The gradWeights returned by ParallelBackwardPolymorphic is a synthetic tensor with no Data — only Nested:

gradWeights = &Tensor[T]{
    Nested: branchGradWeights,  // per-branch weight gradients
}

ApplyRecursiveGradients recognizes this pattern and dispatches weight updates to each branch recursively.

LayerSequential

SequentialForwardPolymorphic chains sub-layers in order, each receiving the output of the previous one.

layer.Type = poly.LayerSequential
layer.SequentialLayers = []poly.VolumetricLayer{
    {Type: poly.LayerDense,   InputHeight: 128, OutputHeight: 256, ...},
    {Type: poly.LayerRMSNorm, InputHeight: 256, ...},
    {Type: poly.LayerDense,   InputHeight: 256, OutputHeight: 64, ...},
}

This is how transformer blocks are typically assembled: RMSNorm → MHA → RMSNorm → SwiGLU.

Step Containers

For each sub-layer, the forward pass stores a "step container" — a tensor whose Nested holds [bPre, bInput, bSkip]:

stepContainer := &Tensor[T]{
    Nested: []*Tensor[T]{
        bPre,    // Nested[0]: preAct from this sub-layer
        current, // Nested[1]: the input this sub-layer received
        lastInput, // Nested[2]: the previous input (for skip connections)
    },
}
stepIntermediates[i] = stepContainer

The outer preAct returned by SequentialForwardPolymorphic carries all step containers in its Nested:

preAct = &Tensor[T]{
    Data:   input.Data,
    Nested: stepIntermediates,  // [step0container, step1container, step2container]
}

Sequential Backward

The backward pass iterates sub-layers in reverse order:

for i := len(layer.SequentialLayers) - 1; i >= 0; i-- {
    container := preAct.Nested[i]
    bPre   = container.Nested[0]
    bInput = container.Nested[1]
    bSkip  = container.Nested[2]

    stepGradOutput = currentGrad
    if skipGradients[i+1] != nil {
        stepGradOutput.Add(skipGradients[i+1])  // add skip gradient
    }

    gIn, gW = DispatchLayerBackward(target, stepGradOutput, bInput, bSkip, bPre)
    currentGrad = gIn
}

skipGradients is a slice that accumulates gradients flowing back through skip connections inside the sequence. If a sub-layer (like LayerResidual) produces a gradient flowing back to an earlier step, it is accumulated here.

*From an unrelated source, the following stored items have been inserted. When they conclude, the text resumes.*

PR #15, opened 2016-11-02
Lle

PatrickvL:
A bit of a mess commit-wise, but what do you think of the last commit?


x1nixmzeng:
👍 for the switch macros, although porting from qemu may make it harder to follow

Remove `Cxbx.VC.db`
Squash your commits

PatrickvL:
I'm still trying to get used to git, being a perforce user for fifteen years. I'll have a look how to squash commits.

I suspect in that one file the line ending changed from UNIX to windows style.

As for the macro's, I'm striving to end up with code that could easily be ported over to MAME, once they allow rendering directly through OpenGL. Still a long way to go, as this code still needs to be converted into actual devices, but I wanted to show you my idea.

LukeUsher:
Looks great, anything that makes the code easier follow and maintain is a welcome addition.

As for the line endings, the entire code base is a mess right now, in some cases there are even have Unix and Windows line endings within the same file. I guess this is the result of so many contributors over many years, without an agreed coding style. When I get home from work, I'll create an issue with some thoughts in order to open up a discussion about coding standards.

PR #18, opened 2016-11-15
here you go

PatrickvL:


PatrickvL:
I should have merged all commits into one, squashing the unintentional update and subsequent rollback. Too late now. Never mind

LukeUsher:
Process is all over the place currently, we'll get there.
I'm new to collaborating, I'm usually only working on single developer projects, even at work.

PR #20, opened 2016-11-24
For your consideration ;)

PatrickvL:


LukeUsher:
I'll have a proper look when I get home for work, but right now it looks good.

I am not sure about typedef wchar_t to *WCHAR though, wchar_t is compiler specific and could differ in size if a different compiler is used, on GCC for example it would be 4 bytes rather than the 2 bytes it is with MSVC.

PR #36, opened 2016-12-19
More kernel stuff

PatrickvL:


LukeUsher:
Copy/pasting from Google Hangouts for documentation purposes:

The functions you implemented that use fs:[24h] and such will need to be updated to use the in-memory EmuFS structure we create in EmuFS.cpp.

Accessing the FS registers directly would have worked on 32-bit Cxbx, as the FS register would have been pointing to the Xbox FS thanks to the LDT.

That is not possible on 64-bit as we cannot alter the LDT so instead, we store a pointer to the EmuFS structure in the host FS structure, and use that to look up the EmuFS 

See KfRaiseIrql for an example

LukeUsher:
I just did some digging and it looks like my KPCR implementation is wrong. 
The KPCR should be per processor, so in the case of Cxbx we should only have one KPCR structure as the xbox only has one processor/one core, however, the NT_TIB portion of the KPCR structure should be per thread. Thread Local Storage is working okay because we create a KPCR per thread, and therefore also an NT_TIB per thread, however the rest of the KPCR structure (IRQ data, etc) should be global.

This will cause us issues with IRQ emulation and any other kernel calls that use the KPCR. The solution would be to store the KPCR in a global variable, however we still require a way to make sure the NT_TIB element is per-thread.

I'm not quite sure how to go about implementing this

PR #37, opened 2016-12-19
Extra logging

PatrickvL:
Not finished yet, but since StrikerX3 is working on file API's this might help already


LukeUsher:
Thanks, good work as always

Remote Links Inside Branches

Both ParallelForwardPolymorphic and SequentialForwardPolymorphic support IsRemoteLink on individual branches:

if branch.IsRemoteLink && layer.Network != nil {
    if remote := layer.Network.GetLayer(branch.TargetZ, branch.TargetY, branch.TargetX, branch.TargetL); remote != nil {
        target = remote
    }
}

This allows a branch to redirect to any layer in the parent VolumetricNetwork, enabling cross-cell feature reuse without duplicating layer definitions.

Tiling Propagation

When layer.UseTiling = true on the parent Sequential layer, the flag is propagated to each sub-layer before dispatch:

if layer.UseTiling {
    target.UseTiling = true
    target.TileSize  = layer.TileSize
}

This means you can set tiling on the top-level Sequential layer and all its sub-layers inherit UseTiling and TileSize automatically. EnableMultiCoreTiling is not propagated here — it lives on VolumetricNetwork (and may be copied onto layers for training). GPU SC vs MC is chosen from Network.EnableMultiCoreTiling plus GPUSCTileSizes / GPUMCTileSizes after RefreshRuntimeTileSizes(). CPU sub-layers use GetCPUTileSize only (one map per layer, not SC/MC pair); see dispatch.md.

Practical Example: Transformer Block as Sequential

block := poly.VolumetricLayer{
    Type: poly.LayerSequential,
    SequentialLayers: []poly.VolumetricLayer{
        {
            Type:        poly.LayerRMSNorm,
            InputHeight: 512,
            OutputHeight: 512,
        },
        {
            Type:       poly.LayerMultiHeadAttention,
            DModel:     512,
            NumHeads:   8,
            NumKVHeads: 8,
            HeadDim:    64,
            MaxSeqLen:  2048,
        },
        {
            Type:        poly.LayerRMSNorm,
            InputHeight: 512,
            OutputHeight: 512,
        },
        {
            Type:         poly.LayerSwiGLU,
            InputHeight:  512,
            OutputHeight: 1364,  // ~2.67× hidden size
        },
    },
}

The entire block is a single VolumetricLayer entry in the grid. It runs as a mini-pipeline with the preAct.Nested tree tracking all four sub-layer states for backpropagation.